In this month’s blog, we will be discussing the topic of lifting and the reasons for how and why injuries can occur when performing this common every day task. Low back and neck injuries are commonly reported to doctors’ offices and physiotherapy clinics after a bout of repeated lifting or lifting something heavy or awkward. Is the task itself the problem? Is there a “proper” way to lift?
There is uncertainty in the scientific literature as to an optimum technique for lifting. Though lifting injuries are common, the task of lifting itself may not be the problem. Instead the problem may lie in the person’s inability to tolerate repetitive or heavy loads when performing the task. Essentially, injury results when the body’s tolerance to the load is exceeded, regardless of the technique used to lift. However, during your recovery from injury it may be that modifying your lifting technique may allow you to complete this task while avoiding re-aggravation of your symptoms. Your physiotherapist can guide you as to how soon and how much you should lift, as well as how to best approach these tasks again.
It has been shown that total spinal loads during lifting are very similar between the stoop and squat techniques. However, the distribution of these loads is different between the two techniques. The most consistent finding for reducing spinal loads is the load proximity to the body, with the lowest spinal loads occurring when lifting an object between the feet. Other factors that increase your risk of injury during lifting, unrelated to technique, include:
- Lifting while fatigued
- Large fluctuations in the total amount of load lifted day-to-day. For example, if you’ve been required to lift 15lbs occasionally throughout the day and then are required to lift 50+ lbs more frequently the next day/week, you are at increased risk for injury
Therefore, what is important is maintaining a certain level of conditioning and strength as well as recognizing your load tolerance.
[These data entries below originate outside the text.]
PR #1788, opened 2020-02-18
Make modals less verbose for screen readers

alex-ju:
In [#1300](https://github.com/alphagov/govuk_publishing_components/pull/1300) we enabled `aria-label` on modal dialogue component to make it less verbose. Because in Content Publisher we generate the modal dialogue content dynamically we'll need to set this property via JavaScript as part of the `modalWorkflow` logic.

[Trello card](https://trello.com/c/xZwFwpul)

### DIFF
--- a/app/assets/javascripts/modal/modal-workflow.js
+++ b/app/assets/javascripts/modal/modal-workflow.js
@@ -26,6 +26,7 @@ ModalWorkflow.prototype.render = function (response) {
 
 ModalWorkflow.prototype.renderSuccess = function (result) {
   this.$multiSectionViewer.showDynamicSection(result.body)
+  this.setModalAriaLabel(this.getSectionHeadingText())
   this.overrideActions(this.performAction)
   this.initComponents()
 }
@@ -34,6 +35,20 @@ ModalWorkflow.prototype.renderError = function (result) {
   window.Raven.captureException(result)
   console.error(result)
   this.$multiSectionViewer.showStaticSection('error')
+  this.setModalAriaLabel(this.getSectionHeadingText())
+}
+
+ModalWorkflow.prototype.getSectionHeadingText = function () {
+  var sectionHeading = this.$multiSectionViewer.querySelector('h1')
+  if (sectionHeading) {
+    return sectionHeading.innerText
+  }
+}
+
+ModalWorkflow.prototype.setModalAriaLabel = function (ariaLabel) {
+  if (ariaLabel) {
+    this.$modal.querySelector('dialog').setAttribute('aria-label', ariaLabel)
+  }
 }
 
 ModalWorkflow.prototype.initComponents = function () {
--- a/app/views/components/_multi_section_viewer.html.erb
+++ b/app/views/components/_multi_section_viewer.html.erb
@@ -11,9 +11,9 @@
   id: id,
   data: data_attributes,
   aria: aria_attributes do %>
+  <%= tag.section class: "app-c-multi-section-viewer__section js-dynamic-section" %>
+
   <% sections.each do |section| %>
     <%= tag.section section[:content], class: "app-c-multi-section-viewer__section", id: section[:id] %>
   <% end %>
-
-  <%= tag.div class: "app-c-multi-section-viewer__section js-dynamic-section" %>
 <% end %>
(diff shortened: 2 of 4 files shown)


app/assets/javascripts/modal/modal-workflow.js
```diff
@@ -26,6 +26,7 @@ ModalWorkflow.prototype.render = function (response) {
 
 ModalWorkflow.prototype.renderSuccess = function (result) {
   this.$multiSectionViewer.showDynamicSection(result.body)
+  this.setModalLabel()
```
ChrisBAshton: I'd be tempted to rename this to `setModalAriaLabel` so it's clear we're not dealing with `<label>` elements.

app/assets/javascripts/modal/modal-workflow.js
```diff
@@ -34,6 +35,14 @@ ModalWorkflow.prototype.renderError = function (result) {
   window.Raven.captureException(result)
   console.error(result)
   this.$multiSectionViewer.showStaticSection('error')
+  this.setModalLabel()
```
ChrisBAshton: Looks like we're missing a corresponding test for the 'render error aria-label' state.

app/assets/javascripts/modal/modal-workflow.js
```diff
@@ -34,6 +35,14 @@ ModalWorkflow.prototype.renderError = function (result) {
...
+}
+
+ModalWorkflow.prototype.setModalLabel = function () {
```
ChrisBAshton: I'd also be tempted to have this take a parameter:

```suggestion
ModalWorkflow.prototype.setModalLabel = function (ariaLabel) {
```

It would bring the `setModalLabel` calls into line with the `show(Static|Dynamic)Section` calls, insofar as they take a parameter, making it less stateful and more obvious what it's doing. Would end up looking something like `this.setModalLabel(this.getSectionHeading())`.

app/assets/javascripts/modal/modal-workflow.js
```diff
@@ -34,6 +35,14 @@ ModalWorkflow.prototype.renderError = function (result) {
...
+  let sectionHeading = this.$multiSectionViewer.querySelector('h1')
```
ChrisBAshton: I think I've asked this before, but can't remember the answer - is there a reason we're not using `const`?
And just to double check, this will get transpiled to `var`, right?

alex-ju: No, that should be a `var` – no transpilation at the moment. Good spot, will update.

app/assets/javascripts/modal/modal-workflow.js
alex-ju: Thanks for the suggestion, Chris. It makes sense to aim for stateless, will update the code.

alex-ju:
@ChrisBAshton I tried to address all your comments – good for a second review whenever you have time.

app/assets/javascripts/modal/modal-workflow.js
```diff
@@ -26,6 +26,8 @@ ModalWorkflow.prototype.render = function (response) {
 
 ModalWorkflow.prototype.renderSuccess = function (result) {
   this.$multiSectionViewer.showDynamicSection(result.body)
+  var headingText = this.getSectionHeadingText()
```
ChrisBAshton: I think it would be better to avoid creating a temporary variable here - the function name should be descriptive enough.

```js
  this.setModalAriaLabel(this.getSectionHeadingText())
```

alex-ju: I rely too much on garbage collector 😄 . I agree is clear enough if we use them as suggested. Updated.

alex-ju:
> Only thing that strikes me is we're guarding against one DOM query failing (`if (this.$multiSectionViewer.querySelector('h1'))`, but not the other (`this.$modal.querySelector('dialog')`). Do we expect `h1` to sometimes be missing, but `dialog` to always be present? If not I'd stick to one approach (though I'm not sure which I'd prefer!).

The difference between them is that the `<dialog>` element is part of the component, so we have control over it, whereas the `<h1>` is retrieved via fetch from a view. In theory all of our templates should provide an `<h1>` but if for some reason it doesn't have one I'd like to avoid failing with a hard error.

- Know the object’s weight
- Plan a clear path
- Use a full grip to lift (not just a few fingers)
- Don’t obstruct your vision when carrying
- Don’t jerk or lift quickly
- Push a load rather than pulling if possible
- Wear proper footwear
So, is the stoop or squat technique better for lifting? The answer is “it depends.” Some patients with hip restrictions (for example, after a hip replacement) are not allowed to flex their hips past 90 degrees which prohibits them from squatting. Some patients have spinal conditions that worsen with flexion loads which prohibits them from using the stoop technique. If in doubt, check with your physiotherapist to see which technique would be ideal for you. Whichever technique is ideal for you, be sure to strengthen the specific muscles required for the technique. And keep the load as close to your body as possible!